Exercise description. Retype each entry. Leave nothing out.

Dataset entries.
PR #150, opened 2018-10-03
Corrects the reset of tag structures.

zorkow:


mathjax3-ts/input/tex/Tags.ts
```diff
@@ -405,9 +405,10 @@ export class AbstractTags implements Tags {
   /**
    * @override
    */
-  public reset(n: number, keepLabels: boolean) {
-    this.offset = (n || 0);
+  public reset(n: number = 0, keepLabels: boolean = true) {
```
dpvc: Shouldn't `keepLabels` default to `false`?  I would think that `reset()` would reset both, and that if you want to keep things, you need to be explicit about it.

Issue #164, opened 2018-10-10
[SVG] tables with percentage width aren't properly scaled


dpvc:
Tables with no labels but with percentage widths are not properly scaled (due to the removal of the scaling transform that was done to get labeled tables to work).

Issue #163, opened 2018-10-10
[CHTML] percentage width tables get wrong width


dpvc:
In CHTML, a table with a percentage width has the percentage applied twice, so when it is not 100%, the width is wrong.

E.g.

```
<math xmlns="http://www.w3.org/1998/Math/MathML" display="block">
  <mtable width="50%" mathbackground="red">
    <mtr>
      <mtd>
        <mi>a</mi>
      </mtd>
    </mtr>
  </mtable>
</math>
```

PR #167, opened 2018-10-23
Nested tables

### LINKED ISSUE #154: [SVG] table lines are not showing up in IE
It looks like the `outline` CSS that works everywhere else doesn't work in IE, so these will have to be handled explicitly by the SVG renderer rather than falling back on CSS styles.

dpvc:
This PR adds better support for nested tables, and in particular, nested tables with labels and with percentage widths.  The percentage-width tables are taken to be a percentage of the containing table cell (the line-wrap context, according to the MathML spec).  Nesting is also considered for fractions and `mpadded` elements.  An extra `data-align` attribute can be used to control the alignment in `mpadded` elements; the `columnalign` attribute controls alignment in tables nested inside tables, and `numalign`/`denomalign` control it in tables nested in fractions.

This PR also adds 60 test files (so more than half the files are just those tests).

Among other things, this resolves #154, #163, #164, #183, #184, and #185.

### DIFF
--- a/mathjax3-ts/output/common/Wrappers/math.ts
+++ b/mathjax3-ts/output/common/Wrappers/math.ts
@@ -1,6 +1,6 @@
 /*************************************************************
  *
- *  Copyright (c) 2017 The MathJax Consortium
+ *  Copyright (c) 2018 The MathJax Consortium
  *
  *  Licensed under the Apache License, Version 2.0 (the "License");
  *  you may not use this file except in compliance with the License.
@@ -16,7 +16,7 @@
  */
 
 /**
- * @fileoverview  Implements the CommonMspace wrapper mixin for the MmlMspace object
+ * @fileoverview  Implements the CommonMath wrapper mixin for the MmlMath object
  *
  * @author dpvc@mathjax.org (Davide Cervone)
  */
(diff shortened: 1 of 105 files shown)


mathjax3-ts/output/svg/Wrappers/mtable.ts
```diff
@@ -191,118 +236,95 @@ CommonMtableMixin<SVGmtd<N, T, D>, SVGmtr<N, T, D>, SVGConstructor<N, T, D>>(SVG
...
-            'data-frame': true,
-            width: this.fixed(w), height: this.fixed(h+d), y: this.fixed(-d)
-        }
-        if (style !== 'solid') {
-            properties.style = {'outline-style': style};
-        }
-        return this.svg('rect', properties);
+        const t = this.fLine;
+        return this.svg('rect', this.setLineThickness(t, style, {
+            'data-frame': true, 'class': 'mjx-' + style,
```
zorkow: Is there no method for adding the prefix? Or a constant that defines the prefix? Just in the event we ever want to change it in the future.

samples/tables/lib/dual-tables.js
```diff
@@ -0,0 +1,100 @@
...
+const div = document.createElement('div');
+const template = document.getElementsByTagName('mjx-template')[0];
+
+function  CreateMathML() {
+    const mathml = template.innerHTML;
+    template.innerHTML = mathml.replace(/\&/g, '&amp;')
+                               .replace(/</g, '&lt;')
+                               .replace(/>/g, '&gt;')
+                               .replace(/\n/g, '<br/>')
+                               .replace(/\s/g, '\u00A0');
```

Response to the task.
PR #150, opened 2018-10-03
Corrects the reset of tag structures.

zorkow:


mathjax3-ts/input/tex/Tags.ts
```diff
@@ -405,9 +405,10 @@ export class AbstractTags implements Tags {
   /**
    * @override
    */
-  public reset(n: number, keepLabels: boolean) {
-    this.offset = (n || 0);
+  public reset(n: number = 0, keepLabels: boolean = true) {
```
dpvc: Shouldn't `keepLabels` default to `false`?  I would think that `reset()` would reset both, and that if you want to keep things, you need to be explicit about it.

Issue #164, opened 2018-10-10
[SVG] tables with percentage width aren't properly scaled


dpvc:
Tables with no labels but with percentage widths are not properly scaled (due to the removal of the scaling transform that was done to get labeled tables to work).

Issue #163, opened 2018-10-10
[CHTML] percentage width tables get wrong width


dpvc:
In CHTML, a table with a percentage width has the percentage applied twice, so when it is not 100%, the width is wrong.

E.g.

```
<math xmlns="http://www.w3.org/1998/Math/MathML" display="block">
  <mtable width="50%" mathbackground="red">
    <mtr>
      <mtd>
        <mi>a</mi>
      </mtd>
    </mtr>
  </mtable>
</math>
```

PR #167, opened 2018-10-23
Nested tables

### LINKED ISSUE #154: [SVG] table lines are not showing up in IE
It looks like the `outline` CSS that works everywhere else doesn't work in IE, so these will have to be handled explicitly by the SVG renderer rather than falling back on CSS styles.

dpvc:
This PR adds better support for nested tables, and in particular, nested tables with labels and with percentage widths.  The percentage-width tables are taken to be a percentage of the containing table cell (the line-wrap context, according to the MathML spec).  Nesting is also considered for fractions and `mpadded` elements.  An extra `data-align` attribute can be used to control the alignment in `mpadded` elements; the `columnalign` attribute controls alignment in tables nested inside tables, and `numalign`/`denomalign` control it in tables nested in fractions.

This PR also adds 60 test files (so more than half the files are just those tests).

Among other things, this resolves #154, #163, #164, #183, #184, and #185.

### DIFF
--- a/mathjax3-ts/output/common/Wrappers/math.ts
+++ b/mathjax3-ts/output/common/Wrappers/math.ts
@@ -1,6 +1,6 @@
 /*************************************************************
  *
- *  Copyright (c) 2017 The MathJax Consortium
+ *  Copyright (c) 2018 The MathJax Consortium
  *
  *  Licensed under the Apache License, Version 2.0 (the "License");
  *  you may not use this file except in compliance with the License.
@@ -16,7 +16,7 @@
  */
 
 /**
- * @fileoverview  Implements the CommonMspace wrapper mixin for the MmlMspace object
+ * @fileoverview  Implements the CommonMath wrapper mixin for the MmlMath object
  *
  * @author dpvc@mathjax.org (Davide Cervone)
  */
(diff shortened: 1 of 105 files shown)


mathjax3-ts/output/svg/Wrappers/mtable.ts
```diff
@@ -191,118 +236,95 @@ CommonMtableMixin<SVGmtd<N, T, D>, SVGmtr<N, T, D>, SVGConstructor<N, T, D>>(SVG
...
-            'data-frame': true,
-            width: this.fixed(w), height: this.fixed(h+d), y: this.fixed(-d)
-        }
-        if (style !== 'solid') {
-            properties.style = {'outline-style': style};
-        }
-        return this.svg('rect', properties);
+        const t = this.fLine;
+        return this.svg('rect', this.setLineThickness(t, style, {
+            'data-frame': true, 'class': 'mjx-' + style,
```
zorkow: Is there no method for adding the prefix? Or a constant that defines the prefix? Just in the event we ever want to change it in the future.

samples/tables/lib/dual-tables.js
```diff
@@ -0,0 +1,100 @@
...
+const div = document.createElement('div');
+const template = document.getElementsByTagName('mjx-template')[0];
+
+function  CreateMathML() {
+    const mathml = template.innerHTML;
+    template.innerHTML = mathml.replace(/\&/g, '&amp;')
+                               .replace(/</g, '&lt;')
+                               .replace(/>/g, '&gt;')
+                               .replace(/\n/g, '<br/>')
+                               .replace(/\s/g, '\u00A0');
```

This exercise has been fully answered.